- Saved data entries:
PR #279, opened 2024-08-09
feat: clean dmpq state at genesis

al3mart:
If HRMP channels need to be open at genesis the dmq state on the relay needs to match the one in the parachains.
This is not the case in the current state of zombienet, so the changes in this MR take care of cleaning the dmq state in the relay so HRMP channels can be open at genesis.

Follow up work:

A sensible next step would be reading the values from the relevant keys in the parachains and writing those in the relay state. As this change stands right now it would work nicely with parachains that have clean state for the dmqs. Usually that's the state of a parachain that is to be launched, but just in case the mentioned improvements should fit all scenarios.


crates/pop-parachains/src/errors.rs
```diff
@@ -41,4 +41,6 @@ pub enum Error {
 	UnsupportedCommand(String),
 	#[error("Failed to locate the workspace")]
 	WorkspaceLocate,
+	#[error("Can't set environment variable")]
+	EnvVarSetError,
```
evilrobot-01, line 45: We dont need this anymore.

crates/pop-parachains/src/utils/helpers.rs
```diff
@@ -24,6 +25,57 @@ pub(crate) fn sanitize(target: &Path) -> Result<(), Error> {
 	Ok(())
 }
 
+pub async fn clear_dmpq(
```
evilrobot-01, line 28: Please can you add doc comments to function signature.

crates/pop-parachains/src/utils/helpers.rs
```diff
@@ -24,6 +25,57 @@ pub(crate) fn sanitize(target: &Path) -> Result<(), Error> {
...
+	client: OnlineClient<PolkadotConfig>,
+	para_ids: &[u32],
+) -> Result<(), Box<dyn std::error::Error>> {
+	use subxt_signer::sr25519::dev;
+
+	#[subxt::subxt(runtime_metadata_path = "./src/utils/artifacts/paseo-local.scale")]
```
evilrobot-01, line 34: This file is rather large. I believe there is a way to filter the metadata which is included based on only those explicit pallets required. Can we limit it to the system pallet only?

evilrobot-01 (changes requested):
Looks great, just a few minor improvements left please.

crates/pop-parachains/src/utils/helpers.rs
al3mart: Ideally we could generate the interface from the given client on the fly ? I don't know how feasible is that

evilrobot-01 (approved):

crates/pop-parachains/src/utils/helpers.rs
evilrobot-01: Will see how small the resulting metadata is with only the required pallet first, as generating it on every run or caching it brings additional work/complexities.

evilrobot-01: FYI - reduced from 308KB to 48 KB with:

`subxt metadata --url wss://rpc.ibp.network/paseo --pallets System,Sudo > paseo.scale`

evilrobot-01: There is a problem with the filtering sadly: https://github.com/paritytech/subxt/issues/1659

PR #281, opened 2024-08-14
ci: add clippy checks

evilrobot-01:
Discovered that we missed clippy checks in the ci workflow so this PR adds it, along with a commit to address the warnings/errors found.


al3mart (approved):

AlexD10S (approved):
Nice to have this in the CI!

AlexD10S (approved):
==
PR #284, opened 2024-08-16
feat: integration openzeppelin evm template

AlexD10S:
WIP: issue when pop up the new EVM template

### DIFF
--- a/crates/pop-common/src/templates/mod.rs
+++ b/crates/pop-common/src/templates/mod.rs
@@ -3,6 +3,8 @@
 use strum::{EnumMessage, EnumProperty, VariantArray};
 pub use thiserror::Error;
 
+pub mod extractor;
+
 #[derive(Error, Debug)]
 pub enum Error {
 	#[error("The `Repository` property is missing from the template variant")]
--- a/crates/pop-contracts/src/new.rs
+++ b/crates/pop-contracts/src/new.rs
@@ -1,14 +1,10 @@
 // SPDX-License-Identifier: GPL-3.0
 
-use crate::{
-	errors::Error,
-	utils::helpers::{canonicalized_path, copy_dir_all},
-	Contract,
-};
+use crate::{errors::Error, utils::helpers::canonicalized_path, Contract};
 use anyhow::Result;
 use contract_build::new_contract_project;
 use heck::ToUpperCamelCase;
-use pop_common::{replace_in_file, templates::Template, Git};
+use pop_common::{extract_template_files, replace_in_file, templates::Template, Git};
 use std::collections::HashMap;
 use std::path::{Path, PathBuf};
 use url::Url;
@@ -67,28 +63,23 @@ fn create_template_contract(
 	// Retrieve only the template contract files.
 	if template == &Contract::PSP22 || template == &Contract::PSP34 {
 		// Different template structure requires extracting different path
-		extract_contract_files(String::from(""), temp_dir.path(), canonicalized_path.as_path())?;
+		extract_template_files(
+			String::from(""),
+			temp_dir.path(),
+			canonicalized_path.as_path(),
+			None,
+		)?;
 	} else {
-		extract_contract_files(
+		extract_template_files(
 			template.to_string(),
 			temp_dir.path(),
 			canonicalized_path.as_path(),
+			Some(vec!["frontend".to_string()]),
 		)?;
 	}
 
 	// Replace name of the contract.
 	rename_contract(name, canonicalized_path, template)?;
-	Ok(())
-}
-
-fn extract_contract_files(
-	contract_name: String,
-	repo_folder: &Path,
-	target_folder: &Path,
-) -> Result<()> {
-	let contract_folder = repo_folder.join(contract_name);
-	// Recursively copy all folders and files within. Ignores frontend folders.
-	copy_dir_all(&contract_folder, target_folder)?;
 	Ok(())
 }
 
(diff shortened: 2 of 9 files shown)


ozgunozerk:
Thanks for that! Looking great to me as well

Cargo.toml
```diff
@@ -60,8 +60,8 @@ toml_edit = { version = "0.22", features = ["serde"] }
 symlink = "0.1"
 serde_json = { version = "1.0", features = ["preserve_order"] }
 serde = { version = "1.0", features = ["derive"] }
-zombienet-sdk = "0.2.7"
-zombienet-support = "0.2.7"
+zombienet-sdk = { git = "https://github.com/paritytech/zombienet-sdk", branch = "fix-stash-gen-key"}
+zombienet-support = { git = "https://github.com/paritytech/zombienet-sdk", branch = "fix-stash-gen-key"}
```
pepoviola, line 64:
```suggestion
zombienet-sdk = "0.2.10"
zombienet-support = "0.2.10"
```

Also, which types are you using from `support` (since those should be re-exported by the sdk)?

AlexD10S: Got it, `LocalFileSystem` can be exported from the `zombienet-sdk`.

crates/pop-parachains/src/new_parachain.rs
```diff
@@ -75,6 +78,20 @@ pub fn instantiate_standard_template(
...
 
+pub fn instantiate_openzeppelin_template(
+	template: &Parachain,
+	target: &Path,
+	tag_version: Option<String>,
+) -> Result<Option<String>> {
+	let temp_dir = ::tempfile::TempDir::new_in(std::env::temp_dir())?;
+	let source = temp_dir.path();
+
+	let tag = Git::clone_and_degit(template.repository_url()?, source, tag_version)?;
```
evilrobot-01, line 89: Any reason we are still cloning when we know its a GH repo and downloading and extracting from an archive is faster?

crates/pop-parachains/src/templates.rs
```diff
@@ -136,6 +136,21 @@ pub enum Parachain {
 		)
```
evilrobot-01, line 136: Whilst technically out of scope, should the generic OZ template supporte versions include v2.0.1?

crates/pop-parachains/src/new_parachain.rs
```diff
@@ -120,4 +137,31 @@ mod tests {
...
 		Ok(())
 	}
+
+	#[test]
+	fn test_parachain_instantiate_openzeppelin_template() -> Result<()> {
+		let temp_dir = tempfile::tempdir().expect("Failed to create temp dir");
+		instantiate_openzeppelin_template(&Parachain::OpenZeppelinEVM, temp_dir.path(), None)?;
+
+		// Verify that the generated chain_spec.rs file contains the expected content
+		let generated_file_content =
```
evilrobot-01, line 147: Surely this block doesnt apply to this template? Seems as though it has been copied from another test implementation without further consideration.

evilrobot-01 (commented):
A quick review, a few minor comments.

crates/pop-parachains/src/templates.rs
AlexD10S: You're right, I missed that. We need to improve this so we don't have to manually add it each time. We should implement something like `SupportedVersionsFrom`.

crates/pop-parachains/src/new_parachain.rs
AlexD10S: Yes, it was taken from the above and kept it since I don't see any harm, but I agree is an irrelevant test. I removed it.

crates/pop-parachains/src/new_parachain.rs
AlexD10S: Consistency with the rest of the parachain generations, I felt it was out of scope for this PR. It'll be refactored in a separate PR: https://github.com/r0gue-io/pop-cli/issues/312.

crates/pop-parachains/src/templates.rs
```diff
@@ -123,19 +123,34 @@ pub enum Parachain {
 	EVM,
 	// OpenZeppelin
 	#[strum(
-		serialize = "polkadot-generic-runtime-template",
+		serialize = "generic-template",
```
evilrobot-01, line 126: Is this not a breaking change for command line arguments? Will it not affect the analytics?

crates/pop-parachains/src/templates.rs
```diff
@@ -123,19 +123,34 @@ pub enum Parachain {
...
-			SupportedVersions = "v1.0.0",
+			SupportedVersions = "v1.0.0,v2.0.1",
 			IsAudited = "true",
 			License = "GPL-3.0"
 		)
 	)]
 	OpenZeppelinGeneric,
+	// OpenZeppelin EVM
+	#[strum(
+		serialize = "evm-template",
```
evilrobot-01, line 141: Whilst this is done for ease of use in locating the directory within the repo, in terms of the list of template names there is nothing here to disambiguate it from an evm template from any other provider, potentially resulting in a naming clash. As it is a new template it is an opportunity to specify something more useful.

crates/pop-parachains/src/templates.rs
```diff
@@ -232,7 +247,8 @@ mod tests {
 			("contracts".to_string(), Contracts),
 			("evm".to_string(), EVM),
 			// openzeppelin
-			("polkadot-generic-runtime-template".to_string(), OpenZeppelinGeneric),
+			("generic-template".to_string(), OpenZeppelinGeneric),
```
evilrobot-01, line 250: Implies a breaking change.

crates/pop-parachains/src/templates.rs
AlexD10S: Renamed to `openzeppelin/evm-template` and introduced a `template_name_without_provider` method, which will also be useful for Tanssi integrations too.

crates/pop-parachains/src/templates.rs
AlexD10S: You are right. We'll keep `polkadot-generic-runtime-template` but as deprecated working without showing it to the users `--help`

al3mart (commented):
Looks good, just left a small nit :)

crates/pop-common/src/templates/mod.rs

- Work instructions: Looking at the entries above, state the number of lines that contain "tempfile" and add nothing more.

- Reply to the exercise: 2